**Material for the task**
┌────────
PR #1589, opened 2026-05-05
fix(drs-client): reject non-XLSX uploads before writing to S3

irenelagno:
## Summary

- Adds `XLSX_MAGIC` constant (`PK\x03\x04`) to `drs-client/src/index.js`
- Guards `uploadExcelToDrs()` with a magic-bytes check before `PutObjectCommand` is called — any buffer that doesn't start with the ZIP/XLSX signature is rejected with a descriptive error
- Prevents SharePoint HTML error pages (and other non-XLSX content) from being written to `s3://drs-v2-prod-bp/external/spacecat/{site_id}/{job_id}/source.xlsx`, which was causing DRS Fargate tasks to fail with `openpyxl: File is not a zip file`

## Root cause

SpaceCat Lambda followed an expired SharePoint URL, received an HTML error page, and uploaded it to S3 without content validation. Four brand presence analyses failed for Astral Pool and Zodiac Pool on 2026-05-05 across gemini, perplexity, and chatgpt_paid.

## Test plan

- [x] New test: `throws when excelBuffer does not start with XLSX magic bytes` — passes an HTML buffer, asserts rejection with size in message
- [x] Updated existing tests that used bare `Buffer.from('x')` / `'fake-excel-bytes'` to supply a valid `PK\x03\x04` prefix
- [x] All 76 tests pass, 100% line/branch/statement/function coverage

### DIFF
--- a/packages/spacecat-shared-drs-client/src/index.js
+++ b/packages/spacecat-shared-drs-client/src/index.js
@@ -17,6 +17,8 @@ import { randomUUID } from 'crypto';
 
 const EXTERNAL_SPACECAT_PROVIDER_ID = 'external_spacecat';
 const DRS_S3_KEY_PREFIX = 'external/spacecat';
+// XLSX files are ZIP archives; all valid .xlsx start with PK\x03\x04
+const XLSX_MAGIC = Buffer.from([0x50, 0x4B, 0x03, 0x04]);
 
 export const EXPERIMENT_PHASES = Object.freeze({
   PRE: 'pre',
@@ -468,6 +470,9 @@ export default class DrsClient {
     }
     if (!excelBuffer || excelBuffer.length === 0) {
       throw new Error('excelBuffer is required and must be non-empty');
+    }
+    if (!Buffer.from(excelBuffer).slice(0, 4).equals(XLSX_MAGIC)) {
+      throw new Error(`Refusing to upload non-XLSX content to S3 (size=${excelBuffer.length})`);
     }
 
     const key = `${DRS_S3_KEY_PREFIX}/${siteId}/${jobId}/source.xlsx`;
--- a/packages/spacecat-shared-drs-client/src/index.js
+++ b/packages/spacecat-shared-drs-client/src/index.js
@@ -471,7 +471,7 @@ export default class DrsClient {
     if (!excelBuffer || excelBuffer.length === 0) {
       throw new Error('excelBuffer is required and must be non-empty');
     }
-    if (!Buffer.from(excelBuffer).slice(0, 4).equals(XLSX_MAGIC)) {
+    if (!Buffer.from(excelBuffer.subarray(0, 4)).equals(XLSX_MAGIC)) {
       throw new Error(`Refusing to upload non-XLSX content to S3 (size=${excelBuffer.length})`);
     }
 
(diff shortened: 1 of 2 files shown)


irenelagno:
## Related PRs — LLMO-4739 fix set

This is part of a 3-PR fix for the 2026-05-05 incident where SharePoint HTML error pages were written to S3 as `source.xlsx`, causing DRS Fargate tasks to fail.

| Repo | PR | Responsibility |
|------|----|---------------|
| `spacecat-shared` | **this PR** | Last-resort guard in `uploadExcelToDrs()` — reject non-XLSX before `PutObjectCommand` |
| `spacecat-audit-worker` | [#2477](https://github.com/adobe/spacecat-audit-worker/pull/2477) | Retry `readFromSharePoint()` up to 3× with 60s backoff before aborting upload |
| `llmo-data-retrieval-service` | [#1575](https://github.com/adobe-rnd/llmo-data-retrieval-service/pull/1575) | DRS-side safety net: pre-flight magic-byte check before Fargate ECS launch + fail-fast in `parse_excel_to_rows()` |

All three should merge together (or `spacecat-audit-worker` first, since it prevents the bad write at the source).

dzehnder (commented):
Hey @irenelagno,

## Strengths
- `uploadExcelToDrs()` is the sole `PutObjectCommand` path in `DrsClient`, so the guard at line 474 protects every caller without any consumer changes.
- Defense-in-depth framing is correct: audit-worker handles the retry upstream, drs-client is the last-resort backstop at the S3 boundary, DRS Fargate validates on ingest. Three independent layers for a recurring incident class is appropriate.
- Test is accurate to the incident -- HTML buffer rejected, existing happy-path tests updated so the guard is exercised rather than bypassed.
- No new dependencies.

## Issues

### Minor (Nice to Have)

**1. Redundant `Buffer.from` wrap at `packages/spacecat-shared-drs-client/src/index.js:474`.** `Buffer.from(excelBuffer.subarray(0, 4))` copies 4 bytes needlessly. `excelBuffer.subarray(0, 4)` already returns a `Buffer` when `excelBuffer` is a `Buffer` (per the `excelBuffer.length` guards above), and `Buffer.prototype.equals` works on it directly. The second commit message claims "zero-copy subarray" but the `Buffer.from()` wrap negates that. Simplify to:
```js
if (!excelBuffer.subarray(0, 4).equals(XLSX_MAGIC)) {
```

**2. No `log.warn` before the throw.** When this guard fires in prod, the only signal comes from whatever consumer catches and re-logs the error. The companion `spacecat-audit-worker#2477` logs a structured error before throwing. One line before the throw would make this guard self-observable in Coralogix:
```js
this.log.warn('Refusing non-XLSX upload to S3', { siteId, jobId, size: excelBuffer.length });
```

## Recommendations
- `XLSX_MAGIC` duplication with audit-worker is acceptable for a 4-byte file-format sentinel. Exporting an `isXlsx()` predicate would create more coupling than it saves in DRY.

## Assessment
Ready to merge? Yes.
Reasoning: Correct placement, clean implementation, accurate tests. The two minor items (drop the redundant `Buffer.from` wrap, add a `log.warn` before throw) are polish that can ship in a follow-up commit or be skipped.

dzehnder (approved):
└────────
**Your assignment**
Using the records above, gather all lines where the string "https" is present.

**Exercise result**
| `spacecat-audit-worker` | [#2477](https://github.com/adobe/spacecat-audit-worker/pull/2477) | Retry `readFromSharePoint()` up to 3× with 60s backoff before aborting upload |
| `llmo-data-retrieval-service` | [#1575](https://github.com/adobe-rnd/llmo-data-retrieval-service/pull/1575) | DRS-side safety net: pre-flight magic-byte check before Fargate ECS launch + fail-fast in `parse_excel_to_rows()` |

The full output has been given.